● **What this task involves**:
Write out all of the data exactly as it appears.

____________

PR #3757, opened 2015-03-26

ferventcoder:

Supersedes #3722

### DIFF
--- a/spec/unit/file_system_spec.rb
+++ b/spec/unit/file_system_spec.rb
@@ -5,6 +5,18 @@ require 'puppet/util/platform'
 describe "Puppet::FileSystem" do
   include PuppetSpec::Files
 
+  def with_file_content(content)
+    path = tmpfile('file-system')
+    file = File.new(path, 'wb')
+    file.sync = true
+    file.print content
+
+    yield path
+
+  ensure
+    file.close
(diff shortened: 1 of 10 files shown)


ferventcoder:
Supersedes #3722 - switched due to new branch target

Iristyle:
Merged to master in https://github.com/puppetlabs/puppet/commit/a7b5072437a0a30e067d16d86144a44b293b4d91

spec/unit/file_system_spec.rb
```diff
@@ -5,6 +5,18 @@
...
+  def with_file_content(content)
+    path = tmpfile('file-system')
+    file = File.new(path, 'wb')
+    file.sync = true
+    file.print content
+
+    yield path
+
+  ensure
+    file.close
```
joshcooper: One thing to watch out for is that `file` could be nil, e.g. if `tmpfile` or `File.new` raise an error. I generally nest the begin/rescue at the point where you know you have a valid file to close, e.g.

```
path = tmpfile('file-system')
file = File.new(path, 'wb')
begin
  ...
ensure
  file.close
end
```

ferventcoder: Right on.

PR #3780, opened 2015-04-01
(PUP-4363) Support splay in apply as well

dalen:
For masterless deploys it would be good if puppet apply supported splay just like agent does to avoid thundering herd issues (without the need of wrapping it in a shell script with a sleep).

The `--test` option should imply `--no-splay` just like it does in the agent.

### DIFF
--- a/lib/puppet/agent.rb
+++ b/lib/puppet/agent.rb
@@ -9,11 +9,12 @@ class Puppet::Agent
   require 'puppet/agent/disabler'
   include Puppet::Agent::Disabler
 
-  attr_reader :client_class, :client, :splayed, :should_fork
+  require 'puppet/util/splayer'
+  include Puppet::Util::Splayer
+
+  attr_reader :client_class, :client, :should_fork
 
   def initialize(client_class, should_fork=true)
-    @splayed = false
-
     @should_fork = can_fork? && should_fork
     @client_class = client_class
   end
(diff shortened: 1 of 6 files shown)


branan:
The reason to have splay in normal daemonized agent mode is that in that case Puppet is responsible for scheduling its own runs. When running masterless, Puppet isn't doing that scheduling - some other process is telling puppet "run now." I feel like in that case it's the responsibility of the external scheduling process to handle splaying the agent.

Can you explain your use-case a bit better and why you feel Puppet needs to handle the splay here?

ahpook:
(from JIRA) This seems OK to me, I guess, as long as it defaults to false and needs to be enabled.

peterhuene:
Hi @dalen, any updates on this?  Branan posed some questions that we feel need to be answered before merging this PR.  Thanks!

dalen:
Well, even with the agent it seems like a fairly common pattern to run it from cron with a `--onetime` option. An issue with cron though is that it only supports minutes, so you ended up having to sleep fqdn_rand(60) before running puppet apply (and setting the minute to another fqdn_rand value). Which looks a bit ugly, so I thought it would make sense to just have the same feature as in the agent and use that to splay the runs.

dalen:
But yeah, this is a very minor feature. But on the other hand it reduces the diff between agent and apply slightly which is good IMHO.

Adding locking support in apply is likely next on my todo list in this direction :)

peterhuene:
@dalen I think we'd like to discuss this one tomorrow in the weekly PR triage if you're available (10 AM -07:00).  Thanks!

dalen:
sure, that should work for me this week

peterhuene:
@branan Ping for Erik's response above.  Does that make sense?  The code changes look good to me.

branan:
@peterhuene @dalen that sounds reasonable enough to me (too bad about Cron's lameness - I don't use it enough to know it's limits, I guess)

peterhuene:
@dalen Thanks for the contribution.  This has been merged into the next release of Puppet.

PR #3781, opened 2015-04-01
(PUP-4355) Update windows tests for ~/.puppetlabs

joshcooper:
Commit 4ae5aca changed the per-user directories from ~/.puppet to ~/.puppetlabs
but did not update the windows specs that only run on Windows.

This commit fixes the tests and fixes an old reference to ~/.puppet.


kylog:
:+1: 

Travis has kicked off; I'll merge once it goes green.

PR #3784, opened 2015-04-02
(PUP-4237) Add puppet_gem provider (take 2)

branan:
The previous version of this had an issue where the `provider` resource parameter would be set to `:gem` in the `instances` method of `puppet_gem`. This fixes the provider to be set properly.


kylog:
Does this need a rebase? I thought we'd already merged the PUP-4191 and PUP-4203 commits?

branan:
@kylog those ended up in master for 4.1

____________

● **Solution**:
PR #3757, opened 2015-03-26

ferventcoder:

Supersedes #3722

### DIFF
--- a/spec/unit/file_system_spec.rb
+++ b/spec/unit/file_system_spec.rb
@@ -5,6 +5,18 @@ require 'puppet/util/platform'
 describe "Puppet::FileSystem" do
   include PuppetSpec::Files
 
+  def with_file_content(content)
+    path = tmpfile('file-system')
+    file = File.new(path, 'wb')
+    file.sync = true
+    file.print content
+
+    yield path
+
+  ensure
+    file.close
(diff shortened: 1 of 10 files shown)


ferventcoder:
Supersedes #3722 - switched due to new branch target

Iristyle:
Merged to master in https://github.com/puppetlabs/puppet/commit/a7b5072437a0a30e067d16d86144a44b293b4d91

spec/unit/file_system_spec.rb
```diff
@@ -5,6 +5,18 @@
...
+  def with_file_content(content)
+    path = tmpfile('file-system')
+    file = File.new(path, 'wb')
+    file.sync = true
+    file.print content
+
+    yield path
+
+  ensure
+    file.close
```
joshcooper: One thing to watch out for is that `file` could be nil, e.g. if `tmpfile` or `File.new` raise an error. I generally nest the begin/rescue at the point where you know you have a valid file to close, e.g.

```
path = tmpfile('file-system')
file = File.new(path, 'wb')
begin
  ...
ensure
  file.close
end
```

ferventcoder: Right on.

PR #3780, opened 2015-04-01
(PUP-4363) Support splay in apply as well

dalen:
For masterless deploys it would be good if puppet apply supported splay just like agent does to avoid thundering herd issues (without the need of wrapping it in a shell script with a sleep).

The `--test` option should imply `--no-splay` just like it does in the agent.

### DIFF
--- a/lib/puppet/agent.rb
+++ b/lib/puppet/agent.rb
@@ -9,11 +9,12 @@ class Puppet::Agent
   require 'puppet/agent/disabler'
   include Puppet::Agent::Disabler
 
-  attr_reader :client_class, :client, :splayed, :should_fork
+  require 'puppet/util/splayer'
+  include Puppet::Util::Splayer
+
+  attr_reader :client_class, :client, :should_fork
 
   def initialize(client_class, should_fork=true)
-    @splayed = false
-
     @should_fork = can_fork? && should_fork
     @client_class = client_class
   end
(diff shortened: 1 of 6 files shown)


branan:
The reason to have splay in normal daemonized agent mode is that in that case Puppet is responsible for scheduling its own runs. When running masterless, Puppet isn't doing that scheduling - some other process is telling puppet "run now." I feel like in that case it's the responsibility of the external scheduling process to handle splaying the agent.

Can you explain your use-case a bit better and why you feel Puppet needs to handle the splay here?

ahpook:
(from JIRA) This seems OK to me, I guess, as long as it defaults to false and needs to be enabled.

peterhuene:
Hi @dalen, any updates on this?  Branan posed some questions that we feel need to be answered before merging this PR.  Thanks!

dalen:
Well, even with the agent it seems like a fairly common pattern to run it from cron with a `--onetime` option. An issue with cron though is that it only supports minutes, so you ended up having to sleep fqdn_rand(60) before running puppet apply (and setting the minute to another fqdn_rand value). Which looks a bit ugly, so I thought it would make sense to just have the same feature as in the agent and use that to splay the runs.

dalen:
But yeah, this is a very minor feature. But on the other hand it reduces the diff between agent and apply slightly which is good IMHO.

Adding locking support in apply is likely next on my todo list in this direction :)

peterhuene:
@dalen I think we'd like to discuss this one tomorrow in the weekly PR triage if you're available (10 AM -07:00).  Thanks!

dalen:
sure, that should work for me this week

peterhuene:
@branan Ping for Erik's response above.  Does that make sense?  The code changes look good to me.

branan:
@peterhuene @dalen that sounds reasonable enough to me (too bad about Cron's lameness - I don't use it enough to know it's limits, I guess)

peterhuene:
@dalen Thanks for the contribution.  This has been merged into the next release of Puppet.

PR #3781, opened 2015-04-01
(PUP-4355) Update windows tests for ~/.puppetlabs

joshcooper:
Commit 4ae5aca changed the per-user directories from ~/.puppet to ~/.puppetlabs
but did not update the windows specs that only run on Windows.

This commit fixes the tests and fixes an old reference to ~/.puppet.


kylog:
:+1: 

Travis has kicked off; I'll merge once it goes green.

PR #3784, opened 2015-04-02
(PUP-4237) Add puppet_gem provider (take 2)

branan:
The previous version of this had an issue where the `provider` resource parameter would be set to `:gem` in the `instances` method of `puppet_gem`. This fixes the provider to be set properly.


kylog:
Does this need a rebase? I thought we'd already merged the PUP-4191 and PUP-4203 commits?

branan:
@kylog those ended up in master for 4.1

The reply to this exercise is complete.